Instructions to follow →
Every line of the records that contains "into" should be tallied, and only the resulting number returned.

Stored data entries:
┌──

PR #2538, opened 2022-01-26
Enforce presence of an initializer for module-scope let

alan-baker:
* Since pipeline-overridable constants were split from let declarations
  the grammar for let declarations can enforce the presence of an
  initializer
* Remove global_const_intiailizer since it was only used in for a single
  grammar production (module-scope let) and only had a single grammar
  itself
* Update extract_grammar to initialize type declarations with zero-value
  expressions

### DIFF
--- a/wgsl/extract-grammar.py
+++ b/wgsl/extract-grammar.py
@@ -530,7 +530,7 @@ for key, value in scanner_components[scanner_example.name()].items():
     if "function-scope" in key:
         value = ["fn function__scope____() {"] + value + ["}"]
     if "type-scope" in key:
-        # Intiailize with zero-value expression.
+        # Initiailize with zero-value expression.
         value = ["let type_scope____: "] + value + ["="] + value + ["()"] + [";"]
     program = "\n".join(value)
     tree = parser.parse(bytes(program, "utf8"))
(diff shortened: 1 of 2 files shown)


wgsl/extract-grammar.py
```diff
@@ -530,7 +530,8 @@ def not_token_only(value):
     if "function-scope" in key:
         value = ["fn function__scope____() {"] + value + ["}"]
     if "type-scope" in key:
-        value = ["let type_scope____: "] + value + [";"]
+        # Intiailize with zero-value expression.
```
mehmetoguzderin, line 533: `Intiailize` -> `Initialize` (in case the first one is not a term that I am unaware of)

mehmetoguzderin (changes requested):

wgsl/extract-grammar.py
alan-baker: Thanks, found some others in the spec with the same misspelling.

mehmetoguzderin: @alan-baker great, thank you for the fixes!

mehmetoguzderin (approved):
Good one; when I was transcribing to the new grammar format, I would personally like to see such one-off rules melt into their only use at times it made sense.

└──
┌──

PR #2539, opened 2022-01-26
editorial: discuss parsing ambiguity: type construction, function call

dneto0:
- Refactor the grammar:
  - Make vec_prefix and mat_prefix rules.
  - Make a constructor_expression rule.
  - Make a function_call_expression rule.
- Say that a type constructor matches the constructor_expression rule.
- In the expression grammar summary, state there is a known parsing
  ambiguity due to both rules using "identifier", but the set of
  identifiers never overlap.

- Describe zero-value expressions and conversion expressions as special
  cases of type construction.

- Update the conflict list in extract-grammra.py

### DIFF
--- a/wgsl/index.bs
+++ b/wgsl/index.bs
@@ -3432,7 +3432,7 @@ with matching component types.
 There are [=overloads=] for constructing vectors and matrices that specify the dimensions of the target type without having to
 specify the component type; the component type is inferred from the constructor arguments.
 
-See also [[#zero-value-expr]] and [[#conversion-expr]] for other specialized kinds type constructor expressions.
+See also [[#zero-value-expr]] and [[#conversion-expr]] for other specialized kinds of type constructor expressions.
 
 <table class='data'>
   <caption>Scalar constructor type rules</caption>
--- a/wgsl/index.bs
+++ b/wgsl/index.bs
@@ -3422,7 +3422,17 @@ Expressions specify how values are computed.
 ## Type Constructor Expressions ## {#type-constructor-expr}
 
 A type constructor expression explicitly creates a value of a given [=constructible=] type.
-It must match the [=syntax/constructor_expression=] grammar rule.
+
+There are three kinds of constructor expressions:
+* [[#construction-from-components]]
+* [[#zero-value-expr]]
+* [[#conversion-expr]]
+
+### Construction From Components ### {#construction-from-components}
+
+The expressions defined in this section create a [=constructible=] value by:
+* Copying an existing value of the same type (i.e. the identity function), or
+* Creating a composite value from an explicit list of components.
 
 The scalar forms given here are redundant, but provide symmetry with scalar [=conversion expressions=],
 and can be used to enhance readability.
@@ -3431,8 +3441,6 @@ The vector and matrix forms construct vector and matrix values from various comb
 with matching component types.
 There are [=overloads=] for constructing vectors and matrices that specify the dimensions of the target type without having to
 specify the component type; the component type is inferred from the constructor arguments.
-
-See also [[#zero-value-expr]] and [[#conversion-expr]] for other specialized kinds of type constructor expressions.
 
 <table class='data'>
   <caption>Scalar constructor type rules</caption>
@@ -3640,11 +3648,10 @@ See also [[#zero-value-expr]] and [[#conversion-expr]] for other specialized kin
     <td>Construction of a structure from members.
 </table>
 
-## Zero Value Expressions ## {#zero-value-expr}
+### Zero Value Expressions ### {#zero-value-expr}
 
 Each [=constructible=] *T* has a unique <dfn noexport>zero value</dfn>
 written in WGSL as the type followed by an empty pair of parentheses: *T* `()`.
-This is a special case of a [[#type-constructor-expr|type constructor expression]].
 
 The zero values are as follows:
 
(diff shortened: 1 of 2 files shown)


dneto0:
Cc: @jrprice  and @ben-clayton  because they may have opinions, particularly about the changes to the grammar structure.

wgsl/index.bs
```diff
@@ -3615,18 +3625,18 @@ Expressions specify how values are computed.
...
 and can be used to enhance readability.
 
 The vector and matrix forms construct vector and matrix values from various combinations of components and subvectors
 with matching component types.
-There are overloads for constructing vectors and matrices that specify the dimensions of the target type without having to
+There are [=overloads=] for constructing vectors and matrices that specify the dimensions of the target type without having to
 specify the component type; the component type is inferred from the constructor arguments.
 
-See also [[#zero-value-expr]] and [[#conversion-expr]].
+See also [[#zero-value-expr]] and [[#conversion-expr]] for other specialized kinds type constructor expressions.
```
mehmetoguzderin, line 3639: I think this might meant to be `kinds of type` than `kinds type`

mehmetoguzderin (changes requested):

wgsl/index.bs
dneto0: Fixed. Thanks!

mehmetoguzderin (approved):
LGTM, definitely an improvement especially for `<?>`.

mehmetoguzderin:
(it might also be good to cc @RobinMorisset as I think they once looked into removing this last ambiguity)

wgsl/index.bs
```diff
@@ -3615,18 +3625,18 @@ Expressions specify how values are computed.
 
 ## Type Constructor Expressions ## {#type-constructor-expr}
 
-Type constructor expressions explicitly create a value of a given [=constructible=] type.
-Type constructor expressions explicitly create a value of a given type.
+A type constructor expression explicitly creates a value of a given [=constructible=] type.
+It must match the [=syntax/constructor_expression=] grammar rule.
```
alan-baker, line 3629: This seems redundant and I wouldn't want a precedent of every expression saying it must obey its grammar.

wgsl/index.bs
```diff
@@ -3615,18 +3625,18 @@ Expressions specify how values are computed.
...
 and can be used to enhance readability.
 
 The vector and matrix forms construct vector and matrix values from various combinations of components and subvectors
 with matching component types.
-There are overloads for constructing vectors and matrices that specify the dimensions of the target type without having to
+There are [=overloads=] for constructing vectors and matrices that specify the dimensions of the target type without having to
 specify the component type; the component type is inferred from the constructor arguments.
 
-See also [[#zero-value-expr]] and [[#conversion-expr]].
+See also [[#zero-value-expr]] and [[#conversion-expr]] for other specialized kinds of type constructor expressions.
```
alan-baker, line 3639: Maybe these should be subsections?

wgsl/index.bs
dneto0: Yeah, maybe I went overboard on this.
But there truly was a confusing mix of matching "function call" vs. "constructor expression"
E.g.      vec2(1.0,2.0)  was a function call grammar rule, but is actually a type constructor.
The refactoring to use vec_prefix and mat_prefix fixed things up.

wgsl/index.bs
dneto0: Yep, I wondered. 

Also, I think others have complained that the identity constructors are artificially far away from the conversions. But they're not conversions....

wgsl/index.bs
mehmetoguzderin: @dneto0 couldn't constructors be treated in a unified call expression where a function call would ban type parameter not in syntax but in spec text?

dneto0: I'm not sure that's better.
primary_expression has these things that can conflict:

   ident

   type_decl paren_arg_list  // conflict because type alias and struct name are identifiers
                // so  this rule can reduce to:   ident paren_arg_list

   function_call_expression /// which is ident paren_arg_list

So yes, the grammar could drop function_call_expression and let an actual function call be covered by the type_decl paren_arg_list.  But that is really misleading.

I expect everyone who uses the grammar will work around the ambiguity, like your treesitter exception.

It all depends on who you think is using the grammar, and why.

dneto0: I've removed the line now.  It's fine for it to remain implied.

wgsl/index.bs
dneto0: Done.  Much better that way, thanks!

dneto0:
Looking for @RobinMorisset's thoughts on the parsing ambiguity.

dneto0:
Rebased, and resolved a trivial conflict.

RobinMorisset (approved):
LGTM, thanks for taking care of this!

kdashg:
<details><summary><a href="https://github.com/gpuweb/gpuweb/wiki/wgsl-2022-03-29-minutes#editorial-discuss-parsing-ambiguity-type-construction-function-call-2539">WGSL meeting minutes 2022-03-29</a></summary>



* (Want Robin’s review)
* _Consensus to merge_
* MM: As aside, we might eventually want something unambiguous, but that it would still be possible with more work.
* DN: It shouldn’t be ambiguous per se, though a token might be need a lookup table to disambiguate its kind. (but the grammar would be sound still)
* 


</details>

└──
┌──

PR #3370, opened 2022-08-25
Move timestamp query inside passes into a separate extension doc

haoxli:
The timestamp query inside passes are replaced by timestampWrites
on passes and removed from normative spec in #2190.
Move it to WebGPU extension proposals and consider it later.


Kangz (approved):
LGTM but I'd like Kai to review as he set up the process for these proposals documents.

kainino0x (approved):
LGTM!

└──

Solved problem →
3